** Task input follows **
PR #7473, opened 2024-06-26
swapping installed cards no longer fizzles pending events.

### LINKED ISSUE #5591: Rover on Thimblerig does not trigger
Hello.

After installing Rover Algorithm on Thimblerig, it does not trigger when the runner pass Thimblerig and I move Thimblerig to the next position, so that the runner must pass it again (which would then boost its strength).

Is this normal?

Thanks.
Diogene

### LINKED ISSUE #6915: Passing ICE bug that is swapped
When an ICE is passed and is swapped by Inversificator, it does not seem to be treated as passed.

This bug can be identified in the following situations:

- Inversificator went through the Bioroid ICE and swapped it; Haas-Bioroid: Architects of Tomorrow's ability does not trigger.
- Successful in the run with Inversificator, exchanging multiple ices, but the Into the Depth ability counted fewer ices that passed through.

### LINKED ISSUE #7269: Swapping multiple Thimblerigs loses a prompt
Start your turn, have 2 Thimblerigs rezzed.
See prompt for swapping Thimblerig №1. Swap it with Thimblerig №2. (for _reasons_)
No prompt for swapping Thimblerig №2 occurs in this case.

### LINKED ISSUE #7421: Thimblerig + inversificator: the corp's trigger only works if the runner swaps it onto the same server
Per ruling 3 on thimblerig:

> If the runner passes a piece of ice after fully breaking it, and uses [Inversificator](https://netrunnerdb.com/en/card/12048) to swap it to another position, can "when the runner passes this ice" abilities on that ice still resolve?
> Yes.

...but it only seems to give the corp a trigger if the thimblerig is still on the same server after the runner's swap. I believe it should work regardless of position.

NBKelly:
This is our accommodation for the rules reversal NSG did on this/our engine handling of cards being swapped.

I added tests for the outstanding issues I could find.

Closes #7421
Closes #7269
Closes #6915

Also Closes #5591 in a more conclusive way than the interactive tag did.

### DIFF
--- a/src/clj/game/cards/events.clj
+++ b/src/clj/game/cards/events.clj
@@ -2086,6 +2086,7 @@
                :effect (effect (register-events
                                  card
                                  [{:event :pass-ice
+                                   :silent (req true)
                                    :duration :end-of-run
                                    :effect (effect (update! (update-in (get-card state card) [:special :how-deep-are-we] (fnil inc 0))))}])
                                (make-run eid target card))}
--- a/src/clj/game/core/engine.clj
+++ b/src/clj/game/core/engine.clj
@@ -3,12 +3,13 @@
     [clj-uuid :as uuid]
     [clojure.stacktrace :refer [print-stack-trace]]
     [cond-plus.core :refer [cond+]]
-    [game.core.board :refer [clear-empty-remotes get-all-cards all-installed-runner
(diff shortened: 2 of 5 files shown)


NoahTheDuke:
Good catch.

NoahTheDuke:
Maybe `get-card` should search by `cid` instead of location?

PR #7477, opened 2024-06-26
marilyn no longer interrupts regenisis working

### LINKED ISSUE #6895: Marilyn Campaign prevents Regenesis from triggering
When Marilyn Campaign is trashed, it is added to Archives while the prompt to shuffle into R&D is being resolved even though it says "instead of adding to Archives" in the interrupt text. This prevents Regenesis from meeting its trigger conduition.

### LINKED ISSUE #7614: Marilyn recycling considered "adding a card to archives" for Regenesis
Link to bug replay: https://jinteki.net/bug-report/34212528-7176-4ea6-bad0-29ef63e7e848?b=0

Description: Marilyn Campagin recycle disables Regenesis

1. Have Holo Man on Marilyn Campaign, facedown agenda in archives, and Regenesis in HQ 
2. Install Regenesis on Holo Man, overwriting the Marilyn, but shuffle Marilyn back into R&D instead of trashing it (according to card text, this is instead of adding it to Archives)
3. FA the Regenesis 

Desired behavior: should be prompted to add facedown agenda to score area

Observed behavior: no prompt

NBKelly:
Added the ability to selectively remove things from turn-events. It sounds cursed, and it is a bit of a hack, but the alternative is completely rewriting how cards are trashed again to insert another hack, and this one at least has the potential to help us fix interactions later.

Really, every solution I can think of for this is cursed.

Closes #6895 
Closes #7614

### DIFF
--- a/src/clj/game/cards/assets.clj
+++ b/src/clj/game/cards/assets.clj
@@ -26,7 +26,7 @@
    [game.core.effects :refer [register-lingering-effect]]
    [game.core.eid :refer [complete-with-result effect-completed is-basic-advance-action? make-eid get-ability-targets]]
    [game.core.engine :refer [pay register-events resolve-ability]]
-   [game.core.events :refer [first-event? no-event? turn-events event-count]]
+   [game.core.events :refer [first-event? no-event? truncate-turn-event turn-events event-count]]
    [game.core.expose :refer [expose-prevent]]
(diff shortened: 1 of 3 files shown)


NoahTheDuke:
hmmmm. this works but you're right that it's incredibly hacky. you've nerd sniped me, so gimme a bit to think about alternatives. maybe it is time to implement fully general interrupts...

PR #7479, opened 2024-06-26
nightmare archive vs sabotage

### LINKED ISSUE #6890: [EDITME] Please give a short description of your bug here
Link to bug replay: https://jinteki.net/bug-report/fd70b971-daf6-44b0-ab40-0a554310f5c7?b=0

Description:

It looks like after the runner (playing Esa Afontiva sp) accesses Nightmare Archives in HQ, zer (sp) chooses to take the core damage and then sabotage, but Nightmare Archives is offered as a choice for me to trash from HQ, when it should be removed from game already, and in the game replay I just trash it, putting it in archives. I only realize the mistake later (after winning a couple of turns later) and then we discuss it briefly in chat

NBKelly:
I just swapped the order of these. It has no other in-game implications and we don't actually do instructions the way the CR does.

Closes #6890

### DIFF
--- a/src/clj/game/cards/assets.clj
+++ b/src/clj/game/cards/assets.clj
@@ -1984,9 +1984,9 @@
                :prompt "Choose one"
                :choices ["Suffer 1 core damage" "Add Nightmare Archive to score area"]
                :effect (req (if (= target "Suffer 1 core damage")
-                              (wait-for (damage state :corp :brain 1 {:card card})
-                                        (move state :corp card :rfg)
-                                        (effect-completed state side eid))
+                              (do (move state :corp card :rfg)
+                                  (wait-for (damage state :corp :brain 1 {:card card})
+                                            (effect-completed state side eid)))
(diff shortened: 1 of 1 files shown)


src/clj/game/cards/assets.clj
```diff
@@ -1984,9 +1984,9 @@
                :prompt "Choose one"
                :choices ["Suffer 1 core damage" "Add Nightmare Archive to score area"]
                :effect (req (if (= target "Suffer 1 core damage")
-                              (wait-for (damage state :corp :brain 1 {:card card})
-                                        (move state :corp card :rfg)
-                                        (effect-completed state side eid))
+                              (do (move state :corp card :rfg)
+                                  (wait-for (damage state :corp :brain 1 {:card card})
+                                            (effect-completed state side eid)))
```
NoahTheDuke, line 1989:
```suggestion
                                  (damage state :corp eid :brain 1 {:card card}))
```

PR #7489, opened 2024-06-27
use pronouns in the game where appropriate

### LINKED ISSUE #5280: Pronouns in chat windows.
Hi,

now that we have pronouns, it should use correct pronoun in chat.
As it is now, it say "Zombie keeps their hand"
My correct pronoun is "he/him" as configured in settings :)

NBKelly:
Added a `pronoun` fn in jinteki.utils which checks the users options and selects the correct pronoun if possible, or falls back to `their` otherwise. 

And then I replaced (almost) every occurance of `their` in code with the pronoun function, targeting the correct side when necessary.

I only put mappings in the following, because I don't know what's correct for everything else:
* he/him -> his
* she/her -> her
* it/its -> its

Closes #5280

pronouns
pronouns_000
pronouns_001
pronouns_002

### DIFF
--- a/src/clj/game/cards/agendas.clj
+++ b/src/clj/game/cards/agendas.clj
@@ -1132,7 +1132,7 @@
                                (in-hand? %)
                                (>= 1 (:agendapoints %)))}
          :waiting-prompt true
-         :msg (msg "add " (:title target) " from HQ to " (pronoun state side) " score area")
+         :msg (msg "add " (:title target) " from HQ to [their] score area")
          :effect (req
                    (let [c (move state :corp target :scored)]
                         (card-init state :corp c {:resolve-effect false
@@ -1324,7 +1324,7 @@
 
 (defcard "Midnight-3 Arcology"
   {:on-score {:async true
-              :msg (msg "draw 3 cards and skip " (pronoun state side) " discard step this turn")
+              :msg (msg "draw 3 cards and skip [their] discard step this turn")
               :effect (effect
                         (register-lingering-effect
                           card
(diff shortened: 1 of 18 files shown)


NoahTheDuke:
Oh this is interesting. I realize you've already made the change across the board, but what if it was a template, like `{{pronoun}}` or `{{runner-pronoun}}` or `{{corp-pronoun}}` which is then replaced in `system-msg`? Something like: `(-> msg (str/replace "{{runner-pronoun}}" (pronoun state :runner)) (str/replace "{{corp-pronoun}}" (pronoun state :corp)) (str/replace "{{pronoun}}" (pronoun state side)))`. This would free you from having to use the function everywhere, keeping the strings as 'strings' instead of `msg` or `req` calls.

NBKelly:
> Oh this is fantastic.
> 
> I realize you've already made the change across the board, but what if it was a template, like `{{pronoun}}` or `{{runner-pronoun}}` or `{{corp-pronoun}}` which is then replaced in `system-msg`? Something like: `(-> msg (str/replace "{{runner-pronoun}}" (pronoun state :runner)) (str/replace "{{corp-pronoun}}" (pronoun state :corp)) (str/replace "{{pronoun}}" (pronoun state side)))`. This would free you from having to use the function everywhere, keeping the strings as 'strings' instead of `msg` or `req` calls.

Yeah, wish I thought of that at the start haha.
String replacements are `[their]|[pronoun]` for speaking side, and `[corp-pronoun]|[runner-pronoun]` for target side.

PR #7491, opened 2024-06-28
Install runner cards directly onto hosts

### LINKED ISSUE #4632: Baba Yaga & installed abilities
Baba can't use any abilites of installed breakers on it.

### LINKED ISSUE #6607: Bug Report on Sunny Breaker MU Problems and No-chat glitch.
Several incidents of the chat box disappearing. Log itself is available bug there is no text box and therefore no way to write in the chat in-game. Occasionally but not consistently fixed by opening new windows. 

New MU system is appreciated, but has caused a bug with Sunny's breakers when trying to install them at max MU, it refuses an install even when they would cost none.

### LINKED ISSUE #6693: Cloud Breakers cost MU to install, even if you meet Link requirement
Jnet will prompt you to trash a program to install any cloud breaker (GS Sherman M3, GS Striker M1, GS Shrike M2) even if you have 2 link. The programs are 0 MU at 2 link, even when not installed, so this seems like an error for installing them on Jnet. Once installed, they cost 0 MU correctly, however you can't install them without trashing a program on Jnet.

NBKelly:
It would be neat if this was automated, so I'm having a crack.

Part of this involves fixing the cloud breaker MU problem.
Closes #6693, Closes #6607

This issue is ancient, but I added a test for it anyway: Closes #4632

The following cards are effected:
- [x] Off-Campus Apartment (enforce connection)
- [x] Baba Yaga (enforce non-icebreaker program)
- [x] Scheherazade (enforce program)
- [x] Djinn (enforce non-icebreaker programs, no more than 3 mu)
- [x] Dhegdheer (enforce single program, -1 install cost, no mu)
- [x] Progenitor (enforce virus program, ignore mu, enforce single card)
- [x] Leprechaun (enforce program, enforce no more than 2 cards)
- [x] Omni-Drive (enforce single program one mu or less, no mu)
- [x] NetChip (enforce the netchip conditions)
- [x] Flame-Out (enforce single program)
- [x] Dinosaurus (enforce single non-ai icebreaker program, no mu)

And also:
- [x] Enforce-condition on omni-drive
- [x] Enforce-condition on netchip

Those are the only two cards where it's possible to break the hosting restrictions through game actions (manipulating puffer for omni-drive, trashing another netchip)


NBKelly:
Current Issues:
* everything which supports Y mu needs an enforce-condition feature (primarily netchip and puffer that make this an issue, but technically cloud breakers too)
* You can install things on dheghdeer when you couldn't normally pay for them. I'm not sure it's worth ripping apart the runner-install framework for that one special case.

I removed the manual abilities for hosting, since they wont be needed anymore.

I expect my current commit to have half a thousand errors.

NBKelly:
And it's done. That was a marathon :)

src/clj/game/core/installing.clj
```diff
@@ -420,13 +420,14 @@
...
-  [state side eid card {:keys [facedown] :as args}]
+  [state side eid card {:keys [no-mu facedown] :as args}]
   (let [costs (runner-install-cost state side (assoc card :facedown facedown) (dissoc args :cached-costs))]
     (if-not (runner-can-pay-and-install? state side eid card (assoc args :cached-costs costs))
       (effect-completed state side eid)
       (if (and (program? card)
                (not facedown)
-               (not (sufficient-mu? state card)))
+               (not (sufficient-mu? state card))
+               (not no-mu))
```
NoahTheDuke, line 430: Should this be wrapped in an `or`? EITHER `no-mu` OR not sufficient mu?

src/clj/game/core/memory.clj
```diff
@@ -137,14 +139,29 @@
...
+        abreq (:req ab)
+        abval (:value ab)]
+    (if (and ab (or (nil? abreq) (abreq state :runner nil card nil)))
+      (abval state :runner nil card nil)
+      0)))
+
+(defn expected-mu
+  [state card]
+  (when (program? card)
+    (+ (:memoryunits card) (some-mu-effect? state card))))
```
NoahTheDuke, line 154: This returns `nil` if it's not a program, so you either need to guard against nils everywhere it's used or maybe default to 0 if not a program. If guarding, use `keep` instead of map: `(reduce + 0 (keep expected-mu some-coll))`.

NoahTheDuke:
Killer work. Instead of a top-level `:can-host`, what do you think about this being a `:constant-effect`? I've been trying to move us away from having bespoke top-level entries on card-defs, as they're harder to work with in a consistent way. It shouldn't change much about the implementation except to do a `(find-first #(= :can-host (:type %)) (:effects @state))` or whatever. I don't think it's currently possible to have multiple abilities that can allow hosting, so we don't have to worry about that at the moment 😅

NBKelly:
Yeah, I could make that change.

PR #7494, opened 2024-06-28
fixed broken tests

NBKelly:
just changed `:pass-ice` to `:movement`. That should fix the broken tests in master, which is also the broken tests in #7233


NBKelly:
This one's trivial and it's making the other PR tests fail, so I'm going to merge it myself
** End of Task input **
Read through the data above. Report each line that has the word "Thimblerigs".

### LINKED ISSUE #7269: Swapping multiple Thimblerigs loses a prompt
Start your turn, have 2 Thimblerigs rezzed.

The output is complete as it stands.